------ Data to examine ------
PR #2388, opened 2025-07-24
Video Shorts / Media Section

jonkafton:

https://github.com/mitodl/hq/issues/7824

Implements the initial designs for the new Video Shorts section on the homepage with vertical scrolling video player. This is feature flagged with Posthog though releasable with backend support to ingest videos from YouTube.

It currently shows a selection of videos from https://www.youtube.com/@MITOpenLearning/shorts that are converted to mp4s and loaded to a temporary bucket.

We are introducing a new carousel, powered by [Embla](https://www.embla-carousel.com/), as our existing Slick carousels have limited support for gesture/swipe navigations. The new carousels are also applied to all resource carousels.

- Wheel/swipe gestures:

https://github.com/user-attachments/assets/180e8c8b-8812-48ca-aec8-962c5098c317

- Player:

https://github.com/user-attachments/assets/da8caff4-4cf4-44f5-bfff-8bc84541a0f2

(no audio)

- Fixes the drawer carousel right margin:

| Before    | After |
| -------- | ------- |
| image  |  image |

### How can this be tested?

- In your PostHog instance, create a feature flag "video-shorts" and set it to 100% rollout. Alternatively, assign `videoShortsEnabled` in MediaSection.tsx to true.

- Attention has been given to touch gestures - point to your locally running instance in your mobile browser to test there in addition to desktop.

- All resource carousels and the new Video Shorts carousel on the homepage should respond smoothly to scroll and swipe gestures on touchpads and mobile. The carousels have natural feeling inertia and do not snap into alignment to avoiding the jarring sensation of resisting the scroll movement. Carousels are also draggable, maintaining the start point under the pointer or finger and support inertial flinging.

- Ensure that prev/next arrows are disabled at scroll extents.

- Ensure that prev/next arrows scroll the number of elements visible on the page and snap with left alignment to their container.

- Click/tap a video thumbnail in the Video Section to open the vertical carousel player.

  - Videos should initially autoplay muted (autoplay policies prevent videos from playing with sound unless they're triggered by a user interaction).

  - The mute/unmute button should mute/unmute the video.
 
  - The next video should autoplay mutes/unmuted as per previous.
  
  - Videos can be navigated with up and down keypress.

  - Space keypress plays/pauses the video.
 
  - Escape closes the player.
  
  - Swipe to navigate prev/next video. We're using swipe gesture detection here as opposed to momentum scroll on the horizontal carousels. This gives us control to ensure only a single video is navigated per gesture to avoid scrolling past the next video and causing unnatural snaps under more aggressive gestures.
  
  - Only the current video and two adjacent videos are loaded to the page.
  
  - The close button closes the video player.

- Turn the "video-shorts" flag off in PostHog and confirm that the homepage Media section has not changed / matches Prod, with the exception that we are now rendering in the client only as a limitation due to loading the Posthog feature flag in the front end and otherwise causing an SSR hydration mismatch.

### Additional Context

Next steps:

- Design review @steven-hatch @mbilalmughal. I've added a mute button bottom-right, that we don't have designs for, to accommodate autoplay restrictions that require user interaction. Perhaps it's best in all cases that we don't autoplay with sound. I've also added a close button. These could use some design treatment - one issue is that they will not show over a white video background.

- UX / designs around the autoplay issue. Browsers will not autoplay a video that is not muted, enforced at varying degrees that are not too predictable. Chrome scores a Media Engagement Index on the degree to which the user has already engaged with the site, among other factors[^1]. Generally once a video has been unmuted, a subsequent video with autoplay with sound. On iOS though, each new video has to be interacted with. The current behavior is that the newly loaded video does not autoplay while audio is on and needs to be clicked to play. It's not necessarily obvious that the video is clickable to play/pause, so it would be good to have a design for a play/pause button or further investigation into a workaround for this limitation (it should be possible - YouTube shorts loaded in the browser play with sound).

- Deprecate Slick carousels once design approved and user tested and remove from codebase. The new carousel, living alongside the existing in ol-components/CarouselV2 implement the same API and are swappable.

- Move CarouselV2 to Smoot Design (can rename to just Carousel).

- Backend support:
  - We're using native HTML `<video>` elements pointing to `.mp4` files. Alternatively, videos could be embedded via [YouTube's iframe API](https://developers.google.com/youtube/iframe_api_reference), but iframe limitations on pointer events reduce support for gestures and responsiveness.
  - Videos must be converted to `.mp4` and hosted in a cloud bucket behind a media CDN[^2].
  - We may query the YouTube Data API directly, but integrating into the ETL pipelines and exposing via the Django API would ensure consistency and type safety.

[^1]: https://developer.chrome.com/blog/autoplay
[^2]: https://d1.awsstatic.com/whitepapers/amazon-cloudfront-for-media.pdf


frontends/ol-components/package.json
```diff
@@ -8,7 +8,9 @@
   },
   "exports": {
     ".": "./src/index.ts",
-    "./deprecated": "./src/components/deprecated/index.ts"
+    "./deprecated": "./src/components/deprecated/index.ts",
+    "./CarouselV2": "./src/components/CarouselV2/CarouselV2.tsx",
+    "./CarouselV2Vertical": "./src/components/CarouselV2/CarouselV2Vertical.tsx"
```
jonkafton, line 13: Using direct exports here as was seeing a circular dependency type issue with our barrel file around simultaneous imports and smoot design re-exports (tests fail with e.g. ReferenceError: Cannot access '_LearningResourceListCard' before initialization)

It looks something like:
- ol-components exports components that import from @mitodl/smoot-design.
- ol-components also exports deprecated aliases (Migrated exports) that are essentially re-exports of @mitodl/smoot-design components.
- When Jest tries to mock ol-components, it triggers the initialization of both the components AND the aliases.
- The aliases try to access @mitodl/smoot-design while the components are also trying to import from it.
- This creates a circular reference.

frontends/main/src/app-pages/HomePage/VideoShortsModal.tsx
```diff
@@ -0,0 +1,246 @@
...
+                ref={(el) => {
+                  if (videosRef.current && el) {
+                    videosRef.current[index] = el
+                    el.addEventListener("error", (e: Event) => {
+                      console.error("Video error:", e)
+                    })
+                  }
+                }}
+                onClick={handleVideoClick}
+                // TODO: Using a temporary bucket on GCP owned by jk
```
shanbady, line 223: Is this something that will be resolved in a follow up or can we move this to s3?

shanbady (changes requested):
Looks good. functions well. I tried a variety of browsers and devices. left a question about the temporary GCP bucket

shanbady (approved):
LGTM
------
▶ _Description of the task_
Beginning with the first line above, could you copy every line exactly, up to and including the one with "- Videos should"?

▶ _Task output_
PR #2388, opened 2025-07-24
Video Shorts / Media Section

jonkafton:

https://github.com/mitodl/hq/issues/7824

Implements the initial designs for the new Video Shorts section on the homepage with vertical scrolling video player. This is feature flagged with Posthog though releasable with backend support to ingest videos from YouTube.

It currently shows a selection of videos from https://www.youtube.com/@MITOpenLearning/shorts that are converted to mp4s and loaded to a temporary bucket.

We are introducing a new carousel, powered by [Embla](https://www.embla-carousel.com/), as our existing Slick carousels have limited support for gesture/swipe navigations. The new carousels are also applied to all resource carousels.

- Wheel/swipe gestures:

https://github.com/user-attachments/assets/180e8c8b-8812-48ca-aec8-962c5098c317

- Player:

https://github.com/user-attachments/assets/da8caff4-4cf4-44f5-bfff-8bc84541a0f2

(no audio)

- Fixes the drawer carousel right margin:

| Before    | After |
| -------- | ------- |
| image  |  image |

### How can this be tested?

- In your PostHog instance, create a feature flag "video-shorts" and set it to 100% rollout. Alternatively, assign `videoShortsEnabled` in MediaSection.tsx to true.

- Attention has been given to touch gestures - point to your locally running instance in your mobile browser to test there in addition to desktop.

- All resource carousels and the new Video Shorts carousel on the homepage should respond smoothly to scroll and swipe gestures on touchpads and mobile. The carousels have natural feeling inertia and do not snap into alignment to avoiding the jarring sensation of resisting the scroll movement. Carousels are also draggable, maintaining the start point under the pointer or finger and support inertial flinging.

- Ensure that prev/next arrows are disabled at scroll extents.

- Ensure that prev/next arrows scroll the number of elements visible on the page and snap with left alignment to their container.

- Click/tap a video thumbnail in the Video Section to open the vertical carousel player.

  - Videos should initially autoplay muted (autoplay policies prevent videos from playing with sound unless they're triggered by a user interaction).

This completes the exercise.